# EXTRACTED INFORMATION:
----------
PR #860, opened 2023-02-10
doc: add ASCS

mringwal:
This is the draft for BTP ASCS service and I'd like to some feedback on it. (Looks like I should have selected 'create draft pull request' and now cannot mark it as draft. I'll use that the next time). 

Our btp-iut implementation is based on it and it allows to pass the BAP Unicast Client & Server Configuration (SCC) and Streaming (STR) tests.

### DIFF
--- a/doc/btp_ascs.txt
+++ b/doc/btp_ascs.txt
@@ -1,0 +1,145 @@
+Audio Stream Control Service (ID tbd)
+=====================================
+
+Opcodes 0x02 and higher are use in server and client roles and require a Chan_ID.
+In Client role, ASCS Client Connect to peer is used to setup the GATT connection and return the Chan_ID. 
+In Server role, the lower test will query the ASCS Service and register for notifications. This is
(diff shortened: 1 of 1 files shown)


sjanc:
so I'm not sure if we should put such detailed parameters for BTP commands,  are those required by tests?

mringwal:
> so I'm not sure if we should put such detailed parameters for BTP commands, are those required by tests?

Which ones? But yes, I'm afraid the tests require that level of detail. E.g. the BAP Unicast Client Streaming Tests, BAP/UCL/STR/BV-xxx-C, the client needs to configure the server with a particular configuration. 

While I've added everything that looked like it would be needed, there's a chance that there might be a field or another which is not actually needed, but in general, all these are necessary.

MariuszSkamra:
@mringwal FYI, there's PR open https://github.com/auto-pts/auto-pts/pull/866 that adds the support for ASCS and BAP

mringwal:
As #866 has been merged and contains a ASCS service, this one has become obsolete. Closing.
----------
# WORK TO COMPLETE:
Repeat all of the entries above exactly.

# SOLUTION TO THIS EXERCISE:
PR #860, opened 2023-02-10
doc: add ASCS

mringwal:
This is the draft for BTP ASCS service and I'd like to some feedback on it. (Looks like I should have selected 'create draft pull request' and now cannot mark it as draft. I'll use that the next time). 

Our btp-iut implementation is based on it and it allows to pass the BAP Unicast Client & Server Configuration (SCC) and Streaming (STR) tests.

### DIFF
--- a/doc/btp_ascs.txt
+++ b/doc/btp_ascs.txt
@@ -1,0 +1,145 @@
+Audio Stream Control Service (ID tbd)
+=====================================
+
+Opcodes 0x02 and higher are use in server and client roles and require a Chan_ID.
+In Client role, ASCS Client Connect to peer is used to setup the GATT connection and return the Chan_ID. 
+In Server role, the lower test will query the ASCS Service and register for notifications. This is
(diff shortened: 1 of 1 files shown)


sjanc:
so I'm not sure if we should put such detailed parameters for BTP commands,  are those required by tests?

mringwal:
> so I'm not sure if we should put such detailed parameters for BTP commands, are those required by tests?

Which ones? But yes, I'm afraid the tests require that level of detail. E.g. the BAP Unicast Client Streaming Tests, BAP/UCL/STR/BV-xxx-C, the client needs to configure the server with a particular configuration. 

While I've added everything that looked like it would be needed, there's a chance that there might be a field or another which is not actually needed, but in general, all these are necessary.

MariuszSkamra:
@mringwal FYI, there's PR open https://github.com/auto-pts/auto-pts/pull/866 that adds the support for ASCS and BAP

mringwal:
As #866 has been merged and contains a ASCS service, this one has become obsolete. Closing.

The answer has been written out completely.